Yucatan style chicken Pibil marinated in Achiote paste with pink pickled onions at Santo Remedio.

Yucatan style chicken Pibil marinated in Achiote paste with pink pickled onions at Santo Remedio.

Photographer: Richard Vines/Bloomberg

Chicken Pibil Tacos

100 grams of achiote paste
300 ml orange juice
200ml lemon juice
6 chicken thighs
4 banana leaves (tin foil is fine if you can’t find banana leaves )
50ml apple-cider vinegar
2 red onions cut in thin slices
4 garlic cloves, roasted
4 habaneros or Scotch bonnet peppers
Mexican oregano
Sea salt
Bunch of coriander
Soft corn tortillas

Recipe and Method

This is a recipe from the Yucatan peninsula, only I have substituted chicken for pork. You can use either. Achiote is a traditional paste made of annatto seeds and spices including cloves, oregano and pepper from the Yucatan. You can buy it online from Mexmarket or Cool Chile Co.  here in the U.K.

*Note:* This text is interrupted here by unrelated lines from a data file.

PR #6943, opened 2025-07-09
complete: don't complete local + remove bookmark when on same commit

jakobhellermann:
When you `jj new my-bran<TAB>`, you have tracked `my-branch` and both `my-branch` and `my-branch@origin` point to the same commit, the completion for the `@origin` branch is mostly noise.

Especially if you want to type more arguments like `jj new branchA<TAB> branchB<TAB>` the duplicate branches only get in the way.

# Checklist

If applicable:

  - Do minor features like this go in there?
- [x] I have updated the documentation (`README.md`, `docs/`, `demos/`) n/a
- [x] I have updated the config schema (`cli/src/config-schema.json`) n/a
  - is there a good place to test this? the `jj bookmark` tests don't exercise completion, and the `complete` tests don't set up the JJ environment

### DIFF
--- a/cli/src/complete.rs
+++ b/cli/src/complete.rs
@@ -20,6 +20,7 @@ use clap::FromArgMatches as _;
 use clap::builder::StyledStr;
 use clap_complete::CompletionCandidate;
 use indoc::indoc;
+use indexmap::IndexMap;
 use itertools::Itertools as _;
 use jj_lib::config::ConfigNamePathBuf;
 use jj_lib::file_util::normalize_path;
@@ -300,8 +301,6 @@ fn revisions(match_prefix: &str, revset_filter: Option<&str>) -> Vec<CompletionC
         const REMOTE_BOOKMARK: usize = 3;
         const REVSET_ALIAS: usize = 4;
 
-        let mut candidates = Vec::new();
-
         // bookmarks
 
         let mut cmd = jj.build();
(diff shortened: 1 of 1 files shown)


ilyagr:
There's a typo in the commit description and the PR name (remove -> remote).

ilyagr:
Also, this needs a test. You should probably test the case when `branch1` and `branch2@remote` are at the same commit. IMO, both should show up in the completion.

Another thing I wonder about is this: let's say `branch` and `branch@remote` are at the same commit. It makes sense to me that `br<TAB>` doesn't need to show `branch@remote`. However, I think `branch@<TAB>` should.

I haven't followed the code carefully to check what it does in these cases, so these are just first thoughts and test case suggestions.

ilyagr:
> is there a good place to test this?

I *think* there should be similar tests in `cli/tests/test_completion.rs`, or did your comment about the JJ enviornment apply to them too? I think there are bookmark tests.

https://github.com/jj-vcs/jj/blob/362ab91972eb3ebeba869399b18f9cb9f63122fb/cli/tests/test_completion.rs#L134

(Sorry, I didn't see this part of your message immediately, should've replied slower)

cli/src/complete.rs
martinvonz, line 1: From commit description?

> complete: don't complete local + remove bookmark when on same commit

"remove" -> "remote"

  1. In a blender, combine achiote paste, orange juice, oregano, apple-cider vinegar, salt and garlic cloves. Blend until the mixture forms a paste-like consistency.
  2. Coat the chicken in the paste, and rub to ensure thoroughly covered. Leave to marinate overnight in the fridge.
  3. Take banana leaves and toast them directly over a burner or on a skillet until they turn brighter and softer. Once the chicken has been marinated, wrap the chicken thighs in the banana leaves and put on a baking tray. Cook at 190 degrees Centigrade for 45 minutes or until juices run clear.
  4. While the chicken is cooking, thinly slice red onions and mix with the lemon juice, a pinch of oregano, salt to taste and finely chopped habaneros or alternatively Scotch bonnets. Leave in mixture for at least 20 minutes until the onions turn pink, stirring often and adjust salt if needed.
  5. After cooking the chicken, keep all the juices mixed with the achiote. This is full of flavor. Shred the chicken and keep it moist with some juices from cooking. Serve on warmed corn tortillas topped with pink pickled onions and coriander.

Santo Remedio, 22 Rivington Street, Shoreditch, London, EC2A 3DV; no reservations except for groups of 6-10.